Чародей молчал; взгляд его был рассеян, будто он и не слушал вовсе.

— По глазам видать — ни шиша ты не понимаешь! — Деян ударил ладонью по столу. — У вас, князей, одни войны и подати на уме, иного дела до людей у вас нет… Не для тебя одного — для всех для вас мы со скотиной вровень. Если нечего с человека взять — его и нет будто. Не так, скажешь? А?! Голем!

— Странные слова для того, кто всю жизнь прожил в глуши. Как ты о мире судишь: по россказням вашего священника? По сказкам, что мамка на ночь рассказывала? Так и в то, что солнце на небесной колеснице возят, поверить можно! — В голосе чародея не было насмешки. — Правители разные бывают. Одни — на убой гонят, другие — людей берегут и голову ради них сложить готовы. Не наговаривай на всех скопом.

— По тому и сужу, что за все прошлые годы в глаза никого из вашего высокородного племени не видел, — зло сказал Деян. Упрек чародея был справедлив, но признавать этого не хотелось. — У нас нужда — днем с огнем вас не сыскать, а у вас до нас хоть какая появляется надобность — так вы тут как тут. Так подумать, людям вовсе без правителей лучше жилось бы: никакого проку — одни беды от вас…

— Вот оно что! Узнаю любимого конька профессора Вуковского. — Чародей усмехнулся. — Было дело, спорили мы с ним. Может, и жилось бы — если б были люди мудрей. А пока получается, что с дурным правителем жить худо, но без него — и того хуже. Каждый на себя кусок тянет, и общее дело от того рушится. Даже в вашей глуши — и то вы какое-никакое управление сами себе сообразили: старосту ведь над вами не король ставил? Нет. И сам же ты меня упрекал, что я ему, болтуну и провокатору, ребра поломал: дескать, без него вы — точно дети малые без отцовского пригляда остались. Было такое, или меня память обманывает?

Деян вспомнил Волковку с ее семью «как бы старостами», криками и драками на общинных сходах. В Орыжи Беона никто правителем не считал, но власти у него над селом поболее было, чем у короля за тысячу верст от Спокоища, — в этом чародей не ошибся…

Мысли путались, голову ломило от усталости. Он уже не мог в точности припомнить, с чего начал этот бесполезный спор, и не хотел его продолжать.

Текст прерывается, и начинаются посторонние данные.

PR #659, opened 2022-09-26
add two distros shipping bats-core to the docs

henning-schild:

### DIFF
--- a/docs/CHANGELOG.md
+++ b/docs/CHANGELOG.md
@@ -8,6 +8,12 @@ The format is based on [Keep a Changelog][kac] and this project adheres to
 [kac]: https://keepachangelog.com/en/1.0.0/
 [semver]: https://semver.org/
 
+## [Unreleased]
+
+### Added
+
+* added installation instructions for Debian, Fedora, Gentoo, and OpenSUSE (#659)
+
 ## [1.8.2] - 2022-10-19
 
 ### Fixed
--- a/docs/source/index.rst
+++ b/docs/source/index.rst
@@ -15,3 +15,4 @@ Versions before v1.2.1 are documented over `there <https://github.com/bats-core/
    gotchas
    faq
    warnings/index
+   support-matrix
--- a/docs/source/installation.rst
+++ b/docs/source/installation.rst
@@ -2,44 +2,18 @@
 Installation
 ============
 
-Supported Bash versions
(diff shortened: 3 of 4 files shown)


henning-schild:
We could think about adding the name of the package the distros did choose, maybe even install instructions. But the already listed distros do not do that so i did not try.

henning-schild:
I bet that adds some value for users, seeing that they can install the package with their distro. It also should add value to this very project, seeing and tracking who ships and appreciates the code.

henning-schild:
in fact we also have opensuse Linux and fedora Linux, possibly more

i will try and complete the list if that gets merged or there are more questions, right now i care about Debian and Gentoo

martin-schulze-vireso:
I think we have to be careful with the wording here. While I assume Bats to be compatible with all major Linux distributions that provide Bash, we only have a small subset of CI tested versions, which are truly "supported".

All other distributions might be listed as providing a package but should not come with the expectation of being tested, at least not from our side.

henning-schild:
I see. In that case you decide what to do with that. Feel free to just close or throw commits on top that list distros in general and list the ones tested by bats itself.

The file is named "installation" but right it talks about tested and supported.

martin-schulze-vireso:
I restructured the text and added some of your suggestions. Please review the new layout to see whether it is still understandable.

henning-schild:
Looking good. You as the maintainer might find that support matrix and which one is tested how important, for a user install instructions are more relevant and the test matrix and coverage and exact versions might be something to look at when running into issues. Or maybe when having to manually install.

So all that should rather move down in the document, as additional but not primary information. Maybe all the way to the end. Hope that makes sense.

henning-schild:
The typical scenario is ... you want to install, you read that, see your distro ... stop reading and install via that distro. Trusting it will do things right for you.

martin-schulze-vireso:
>> Please review the [new layout](https://bats-core--659.org.readthedocs.build/en/659/installation.html) to see whether it is still understandable.
> So all that should rather move down in the document, as additional but not primary information. Maybe all the way to the end. Hope that makes sense.

I restructured a bit further and moved the support matrix into its own document. The link above points to the updated documentation.

henning-schild:
LGTM, thanks!

martin-schulze-vireso:
Thanks for you contribution. Sorry about the confusion, I accidentally closed instead of merging.

PR #665, opened 2022-10-11
Show file path URI in tracing messages

jbriales:

I'm considering a change to how the test error locations are printed in the trace,
so that one can jump to the location in an IDE with typical support.
We could make this a CLI option maybe, to keep things the same by default?

The new output would be:
```
 ✗ Prints full path URI with line location on error
   (in test file file:///home/jesusbriales/.dotfiles/test/misc/bats.bats:181)
```
instead of the current
```
 ✗ Prints full path URI with line location on error
   (in test file ./misc/bats.bats, line 181)
```

Before jumping into adding tests and any other extra work,
is this sth that you could consider merging to master?


martin-schulze-vireso:
I have been thinking about this for some time now. I think we should allow to parametrize this with a flag. There might be other formats as well.

jbriales:
Would you have any suggestions or hints on how to expose this as a flag?
I managed to find the relevant logic for the feature, but I'm not familiar with how flags cascade from the UI deep to this level :)

martin-schulze-vireso:
> Would you have any suggestions or hints on how to expose this as a flag? I managed to find the relevant logic for the feature, but I'm not familiar with how flags cascade from the UI deep to this level :)

Well, the flags are passed on again and again from (libexec/bats-core/) bats to bats-exec-suite to bats-exec-file to bats-exec-test. The parsing code consists of large `case` statements at the beginning of the files. If I find the time, I'll get around to do this myself eventually.

martin-schulze-vireso:
@jbriales Do you have feedback about the naming?

- `--file-reference-format`/`BATS_FILE_REFERENCE_FORMAT`
- `custom`, `comma_line`, `colon_separated`, `url_realpath`

I also had to work around missing realpath on MacOS.

jbriales:
> @jbriales Do you have feedback about the naming?
> 
> * `--file-reference-format`/`BATS_FILE_REFERENCE_FORMAT`
> * `custom`, `comma_line`, `colon_separated`, `url_realpath`

Sweet! Naming is hard, but I think it's good like that :D
I wondered for a moment if `uri` vs `url` was more appropriate here. I thought general non-web `file://`-like URLs tended to be referred to more as URIs (vs URLs). But after checking online, I'm not so sure of the difference anymore :)

Also I would consider if calling it `url`/`uri` only, vs `url_realpath`. What's the current expected behavior wrt e.g. symlinks?
If we keep it simple and just return a full absolute path w/o taking further care for e.g. symlinks (as realpath does by default IIRC), then maybe just `url` (or `url_abspath`) would be more appropriate?

martin-schulze-vireso:
Okay, I renamed:

- `--line-reference-format`/`BATS_LINE_REFERENCE_FORMAT`
- `colon_separeted` -> `colon`
- `url_realpath` -> `uri`

PR #670, opened 2022-10-19
Fix non zero exit code on successful retry

### LINKED ISSUE #660: For tests that pass but which were retried, bats returns non-zero exit code
**To Reproduce**
```sh
echo '
@test "fail once" {
    BATS_TEST_RETRIES=2
    ((BATS_TEST_TRY_NUMBER > 1)) || false
}
' > tst.bats
bats tst.bats
[ "$?" -eq 0 ] && echo 'reported success' || echo 'reported failure'
```

**Expected behavior**

`reported success` should be printed, as per the test output

 - Bats Version: 1.8
 - OS: MacOS
 - Bash version: [e.g. 5.1] 3.2

martin-schulze-vireso:
Fixes #660

### DIFF
--- a/docs/CHANGELOG.md
+++ b/docs/CHANGELOG.md
@@ -8,6 +8,12 @@ The format is based on [Keep a Changelog][kac] and this project adheres to
 [kac]: https://keepachangelog.com/en/1.0.0/
 [semver]: https://semver.org/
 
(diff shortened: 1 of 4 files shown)


Kbenge5:
Thank you Karen

PR #545, opened 2021-09-29
Add `getLandlordNameFromAddress` helper function

sraby:
This PR adds a new helper function called `getLandlordNameFromAddress` which takes in an AddressRecord object and finds the name of the landlord (or names, if there is a rare edge case where there is more than one) and returns a string array with the name(s) inside.

### DIFF
--- a/client/src/util/helpers.ts
+++ b/client/src/util/helpers.ts
@@ -195,7 +195,7 @@ export default {
     const { ownernames } = addr;
     if (!ownernames) return [];
     const landlords = ownernames.filter((owner) =>
-      ["HeadOfficer", "IndividualOwner", "CorporateOwnerowner"].includes(owner.title)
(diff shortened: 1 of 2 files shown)


client/src/util/helpers.ts
```diff
@@ -186,6 +186,22 @@ export default {
...
+  /**
+   * Note: while almost all address records will just have one landlord listed, there is a rare
+   * edge case where more than one distinct landlord name might be listed, so we return an array
+   * of names here to accommodate that edge case.
+   */
+  getLandlordNameFromAddress(addr: AddressRecord): string[] {
+    const { ownernames } = addr;
+    if (!ownernames) return [];
+    const landlords = ownernames.filter((owner) =>
+      ["HeadOfficer", "IndividualOwner", "CorporateOwnerowner"].includes(owner.title)
```
samaratrilling: Small typo: should be "CorporateOwner" not "CorporateOwnerowner"

PR #547, opened 2021-09-29
Add search address and detail address nodes to portfolio graph visualization

sraby:
This PR refactors our `<PortfolioGraph>` component to dynamically add on nodes to the graph visualization for the user's Search Address, as well as the Detail Address if it differs from the Search Address. The idea behind these additional nodes was to create some feature parity with the "How is this building associated..." feature on the old WOW:

image

Now, when users click on this link, they are redirected to the Portfolio Graph (currently on the Summary tab) to see how their search address is related to the address in focus on the Overview tab:

image

This is particularly important because in order to build trust with our users regarding this new portfolio method, we need to have some feature that illustrates how each building in the portfolio connects back to the original address they searched.

Potential further improvements/considerations:
- adding better labels to the two additional nodes on the graph (like `Search address: ...` and `Focus address: ...`) maybe?
- updating the colors/style to pop out a bit more
- making sure that the graph is fully "unfurled" with the 2 new nodes added (little to no overlapping edges)

### DIFF
--- a/client/src/components/DetailView.tsx
+++ b/client/src/components/DetailView.tsx
@@ -129,6 +129,10 @@ const LearnMoreAccordion = () => (
   </I18n>
 );
 
+const BldgAssociationHeader = () => (
+  <Trans>How is this building associated to this portfolio?</Trans>
+);
+
 class DetailViewWithoutI18n extends Component<Props, State> {
   constructor(props: Props) {
     super(props);
@@ -211,17 +215,17 @@ class DetailViewWithoutI18n extends Component<Props, State> {
                       {!Helpers.addrsAreEqual(detailAddr, searchAddr) &&
                         (useNewPortfolioMethod ? (
                           <Link to={this.props.addressPageRoutes.summary}>
-                            <Trans render="i">
-                              How is this building associated to this portfolio?
-                            </Trans>
+                            <i>
+                              <BldgAssociationHeader />
+                            </i>
                           </Link>
                         ) : (
                           <a // eslint-disable-line jsx-a11y/anchor-is-valid
                             onClick={() => this.setState({ showCompareModal: true })}
                           >
-                            <Trans render="i">
-                              How is this building associated to this portfolio?
-                            </Trans>
+                            <i>
+                              <BldgAssociationHeader />
+                            </i>
                           </a>
                         ))}
                     </div>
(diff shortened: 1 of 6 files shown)


sraby:
[ch7985]

client/src/components/DetailView.tsx
```diff
@@ -207,15 +212,22 @@ class DetailViewWithoutI18n extends Component<Props, State> {
...
+                            <i>
+                              <BldgAssociationHeader />
+                            </i>
+                          </Link>
+                        ) : (
+                          <a // eslint-disable-line jsx-a11y/anchor-is-valid
+                            onClick={() => this.setState({ showCompareModal: true })}
+                          >
+                            <i>
+                              <BldgAssociationHeader />
```
samaratrilling, line 227: This sounds like a tenant association within a building! lol i got confused. Maybe PortfolioAssociationHeader?

client/src/components/PortfolioGraph.tsx
```diff
@@ -3,55 +3,163 @@ import Cytoscape from "cytoscape";
...
+  }
+  return additionalNodes;
+}
+
+/**
+ * Given an existing array of graph nodes and an Address Record, this function
+ * finds the `id` property of a node of type `name` that corresponds to the owner
+ * (or owners) listed with the address.
+ */
+export function getLandlordNodeIDFromAddress(
```
samaratrilling, line 75: any chance you got to do some profiling of this on larger sets? how does the performance seem?

samaratrilling (approved):

client/src/components/PortfolioGraph.tsx
sraby: lemme check!

client/src/components/DetailView.tsx
sraby: Ok did a quick profile and it seems like the computation is pretty instant even for our largest portfolio! Check out this cute pic too and see if u can spot our new bbls: 
image

client/src/components/PortfolioGraph.tsx
sraby: Ok did a quick profile and it seems like the computation is pretty instant even for our largest portfolio! Check out this cute pic too and see if u can spot our new bbls: 
image

samaratrilling: 🤩 bb's first bbls 🤩

PR #551, opened 2021-10-06
Update `wow_bldgs` in place without downtime

sraby:


samaratrilling:
WOw so glad this is getting fixed! can you add that sample rollbar error to the description?

samaratrilling (approved):

PR #555, opened 2021-10-13
Only load Portfolio table when visible to user

sraby:
This PR seeks to reduce the amount of load time for users accessing really really large (> 1000 building) portfolios on the new WOWZA version of WOW. Specifically, this PR targets the Portfolio tab which is the #1 culprit in load time for these large portfolios. Specifically, this PR:

- Does not render the portfolio table at all until it is visible to the user
- Adds an additional warning message on the loading screen when the table contains more than 500 rows
- Adds pagination for when the table contains more than 500 rows 

I spent quite a bit of time researching better solutions and unfortunately it looks like implementing some kind of lazy loading scheme requires react-table version 7, which we do not use and would require significant refactoring (if not building the table from scratch) to upgrade.

### DIFF
--- a/client/src/components/PropertiesList.tsx
+++ b/client/src/components/PropertiesList.tsx
@@ -61,7 +61,7 @@ const getWidthFromLabel = (label: string, customDefaultWidth?: number) => {
 const FIRST_COLUMN_WIDTH = 130;
 const HEADER_HEIGHT = 30;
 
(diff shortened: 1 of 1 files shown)


samaratrilling:
Before:

Screen Shot 2021-10-13 at 2 17 36 PM

After:
Screen Shot 2021-10-13 at 2 17 27 PM

PR #559, opened 2021-10-14
Add warning for when a building's hpd registration expired before its last sale

sraby:
This PR adds a special warning to the Detail View on the overview tab for any building that:
1. has an HPD registration that is expired 
2. was sold to a new owner _after_ the registration expired

Members of our program team made it clear that is important to include expired registrations as it often is just a symptoms of the current landlord being negligent. That being said, there are roughly 6000 buildings with an expired registration that were sold _after_ the registration expired, which would imply there may be a new owner that is not reflected in the hpd contact details. 

So, this PR adds a small flag underneath the "Landlord Contact Details" section for this particular case. I think of this as an "MVP" of a warning system like this that we can build out later.


sraby:
[ch7987]

PR #576, opened 2021-11-19
Upgrade Pluto version to 20v8

sraby:
This PR upgrades the version of the PLUTO dataset that we utilize in the `create_bldgs_table` SQL query as well as the `buildinginfo` sql query. 

This is something we should've probably done already, but it's particularly important now as this commit to nycdb (https://github.com/nycdb/nycdb/pull/183) requires that we only refer to lat/long fields as `latitude` and `longitude` for any PLUTO dataset we are querying. Luckily, `pluto_20v8` is already loaded into nycdb and has only ever included `latitude` and `longitude` as the field names, so we can merge this PR in without having to update nycdb at all, and then update nycdb after the fact without having to worry about breaking anything with WOW.


sraby:
@samaratrilling this is a rather pressing PR, so I'm gonna go ahead and merge it once the tests pass but please give it a quick review once you return and have a free minute!

samaratrilling (commented):
LGTM!

PR #577, opened 2021-12-13
Make Address and BBL clickable on Portfolio Tab

sraby:
This PR makes both the  BBLs & addresses clickable on the Portfolio tab, linking them back to the detail view just like the "View Detail" arrow button already does.


sraby:
[ch7804]

samaratrilling (approved):

samaratrilling:
Looks good!

PR #578, opened 2022-01-18
Add Facebook Pixel whitelisting code snippet

sraby:
This PR addresses a request from WholeWhale: 

> would it be possible for you to whitelist the Facebook pixel on WoW domain? we identified this as the source of the issue for why we couldn't use the conversion we set up in our test run.


sraby:
[ch8411]

PR #580, opened 2022-01-19
Make new WOWZA demo site easier to navigate for beta testers

sraby:
This PR makes some minor adjustments to the WOWZA view of who owns what in order to make it easier for beta testers to navigate the site:
- the portfolio graph on the summary tab no longer takes up the full page, and has a legend and new styling for legibility
- we now save whether the user is searching normally or searching using the new WOWZA method in the actual url of the homepage itself (users at the path `/` are searching normally but when they are at the path `/wowza` they are searching using the new method)
- toggling between the two methods on the site is now more comprehensive with a new button on the homepage and dynamic page links in the header menu


samaratrilling (approved):
Looks good!

PR #588, opened 2022-03-30
add Algolia objectID as hash of contents + tests

austensen:
this PR adds the unique `objectID` for each record that Aloglia requires. It is created as a hash of the rest of the contents of the record (`{"portfolio_bbl": 1234567890, "landlord_names": "name1, name2"}`), so that later we can use the hash to determine if we need to update the record, and hopefully save us some Algolia operations/credits.

Also add tests of this new hash, and adjust the existing tests now that we can ensure consistent ordering of landlord names in the concatenated string.

### DIFF
--- a/portfoliograph/landlord_index.py
+++ b/portfoliograph/landlord_index.py
@@ -1,10 +1,39 @@
 import numpy
 import math
+from typing import Dict, Any
+import hashlib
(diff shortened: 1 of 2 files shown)


sraby (approved):
Looks good!

PR #591, opened 2022-03-31
Add corporation names to the Algolia landlord search index

sraby:
This PR adds a new helper function called `get_corpname_data_for_algolia` which grabs the names of all corporations listed in the `wow_bldgs` as well as one of their associated bbls and creates a new individual algolia search record for each unique corporation name. We then just append these records to the list we send our Algolia app when updating the landlord search index.

### DIFF
--- a/portfoliograph/landlord_index.py
+++ b/portfoliograph/landlord_index.py
@@ -97,10 +97,10 @@ def get_corpname_data_for_algolia(conn):
     with conn.cursor(cursor_factory=DictCursor) as cursor:
         cursor.execute(
             f"""
-            SELECT 
+            SELECT
                 corpname,
                 array_agg(distinct bbl) as bbls
-            FROM    
+            FROM
                 (SELECT
                     unnest(corpnames) as corpname,
                     bbl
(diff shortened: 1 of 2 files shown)


austensen (approved):
The code all looks perfect to me! 

However, I think it'd be good to look more into this issue I found while looking into the corp/portfolio question [sc-8955] before merging this in. Somehow there are a lot of corporations from `wow_bldgs` that are associated with bbls that don't appear in `wow_portfolios` (and some where none of the corp's bbls are in portfolios).

For example, corpname `1016 PROPERTIES LLC` is associated with bbls `1017290035,1017290136` and `1017290035` isn't in any portfolios, and shows up as unregistered on wowza (but shows up normally on wow). So if we added the corpnames and you searched for that corp it would land you at that unregistered bbl (given sort order).

austensen:
[sc-8955]

sraby:
gah! good catch @austensen! I think this may have to do with omitting `Joint Owner` as a valid type of hpd contact when building the portfolio groupings!! I had logged this earlier on this [shortcut card](https://app.shortcut.com/justfixnyc/story/8951/consider-adding-jointowner-as-a-valid-owner-contact-type-for-the-new-wowza-portfolio) but didn't realize the scale of the issue. At the very least, I suspect this must be the problem with the example you mentioned above [1016 PROPERTIES LLC](https://demo-whoownswhat.justfix.nyc/en/address/MANHATTAN/2144/5%20AVENUE), curious if it is for others too

sraby:
Now that #592 has been deployed, there are only about ~600 cases where a corpname is not part of a wow portfolio. We'll keep working on this edge case but we feel comfortable moving forward with adding corpnames to the search bar.

PR #891, opened 2024-04-02
add verify step to nav signup flow, same as in modal

austensen:
Previous the signup flow from Nav would end after user type selection and redirect users to the account settings page. This was confusing during initial user testing since it never said anything about email verification until later it was show on building pages, also there is no need to do anything on account settings after sign up. This PR removes that redirect and shows the same "verify email" prompt as we show at the end of the on-page/in-modal sign up flow. So the final step looks like this.
[sc-14126]

(I also remove a few old references to a "verify reminder" step that doesn't exist anymore)

> Note that we'll be changing the style of this page, including adding a link to WOW homepage, as part of the "standalone page" standardized design implementation [sc-14218]

image
image

### DIFF
--- a/client/src/components/Login.tsx
+++ b/client/src/components/Login.tsx
@@ -28,7 +28,6 @@ enum Step {
   RegisterAccount,
   RegisterUserType,
   VerifyEmail,
-  VerifyEmailReminder,
 }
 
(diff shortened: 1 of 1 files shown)


kiwansim (approved):
💯

PR #893, opened 2024-04-04
Standalone page

austensen:
This adds a standardized "standalone" page design for login/signup, forgot-password, reset-password, verify email (plus a modified version for unsubscribe/manage subscriptions). 
[sc-14218]

This new page also gets a new minimal footer.
[sc-13964]

Mobile styles are also fixed for all these pages with the new layout.
[sc-14066]

All automatic/countdown redirects are removed from login/signup via nav, reset-password and verify. 
[sc-14144]

The login flow from nav now has an extra final step. If not verified you get the same prompt to do so as at the end of sign up, and it sends a new email. And if you are already verified then you get a a new "success" step with a link to the homepage. 

Focus now automatically shifts to the password input after submitting email in the login/signup flows. 
[sc-14271]

Also, I realized there was a bad copy/paste error on the reset-password page - it was sending a verify email instead of a reset one! So I fixed that and also realized there was a problem with the request because cookies weren't getting sent and those are needed for accessing session on the auth server.


client/src/styles/EmailInput.scss
```diff
@@ -10,9 +10,9 @@
     label {
       @include body-standard;
```
kiwansim, line 11: this can just be `@include wow-body-standard` now with lines 13-17 deleted!

client/src/styles/Password.scss
```diff
@@ -10,9 +10,9 @@
     label {
       @include body-standard;
```
kiwansim, line 11: same here re: change to`@include wow-body-standard`

client/src/styles/StandalonePage.scss
```diff
@@ -0,0 +1,124 @@
...
+        gap: 1rem;
+        text-align: center;
+        margin-top: 1.5rem;
+
+        &,
+        a,
+        .button.is-text {
+          font-size: 0.875rem;
+          font-weight: 500;
+          color: #464d5d; // TODO: this isn't in design system, confirm it's the right one to use and add
```
kiwansim, line 106: just left a [comment](https://www.figma.com/file/l3LL5TxSncwTO88xvUcQAL?type=design&node-id=1109-1287&mode=dev#759789831) on figma

kiwansim (approved):
the refactored pages are so sleek!! this looks amazing 🫡

client/src/containers/App.tsx
```diff
@@ -264,7 +264,17 @@ const Navbar = () => {
...
+    "forgot-password",
+    "login",
+    "verify-email",
+    "forgot-password",
+    "reset-password",
+    "unsubscribe",
+  ];
+  const hideNavbar = standalonePages.some((v) => pathname.includes(`account/${v}`));
+
+  return hideNavbar ? null : (
```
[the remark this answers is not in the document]
kiwansim: hmm i hear ya. i can't think of a better way to do this logically but there is a way to avoid returning a null, like so. tried it locally and it works!

```
return (
  <>
    {!hideNavbar && (insert JSX element here)}
  </>
);
```

client/src/components/StandalonePage.tsx
```diff
@@ -0,0 +1,63 @@
...
+};
+
+const StandalonePage = withI18n()((props: StandalonePageProps) => {
+  const { title, className, children } = props;
+  const { home } = createWhoOwnsWhatRoutePaths();
+  return (
+    <Page title={title}>
+      <div className={classNames("StandalonePage Page", className)}>
+        <div className="page-container">
+          <LocaleLink to={home}>
```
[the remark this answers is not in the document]
austensen: This is so helpful, thanks for catching the issue and spelling out the fix so thoroughly!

— Эта гостеприимная, как ты ее назвал, «хибара»… Рядом с ней что, какие-то могилы? — Чародей тоже захотел переменить тему. — Дрянное место. Смертью тянет.

— Есть, по-видимому, могила. И кости под стеной разбросаны.

— Какие кости? — сразу насторожился чародей.

— Обычные, — со вздохом сказал Деян. — Чуть поодаль — собачьи, под навесом у стены — человечьи. Кости как кости. Не начинай опять про всяких немертвых; и без разговоров этих тошно.

Голем неодобрительно покачал головой:

— Но…

— Восстановишь силы — сам с ними и разбирайся, если охота, — перебил Деян. — А я больше обо всей этой колдовской мерзости слышать не желаю. Хватит! — Он резко поднялся из-за стола, но на миг потерял равновесие: пришлось опереться на край.

Голем взглянул обеспокоенно:

— Отдохни. Не ровен час, сам свалишься.

— Без твоих советов обойдусь, — буркнул Деян.

Нужно было еще умудриться сплести из нарезанного полосами тряпья и заготовленных утром прутьев хоть сколь-либо прочные снегоступы: дело было привычное, но с таким дурным материалом и в почти полной темноте, ощупью, работать прежде не приходилось; отдыхать же он не мог и не хотел.

В Орыжи говорили: работа руками дает передышку голове; для него это оказалось не вполне верно — слишком въелась привычка пережевывать без конца мысли… Но все же, пока он был хоть чем-то занят, быстрее шло время, жизнь будто бы двигалась вперед, а не топталась на месте; проще было терпеть сложившееся дурацкое положение.

— II —

Ночь прошла беспокойно. Расстроенные чувства были тому виной или что-то иное, но Деян постоянно просыпался, будто от толчка, а после подолгу не мог заснуть; потому рассвет он приветствовал с облегчением.